[How to complete this task] Report how many lines below contain the word "limit". Write only that number.

[The input]

-----

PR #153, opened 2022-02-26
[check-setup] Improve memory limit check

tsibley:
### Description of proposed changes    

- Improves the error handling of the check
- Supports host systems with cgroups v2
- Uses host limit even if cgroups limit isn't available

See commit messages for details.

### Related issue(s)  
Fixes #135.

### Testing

-----

[Completed task] 2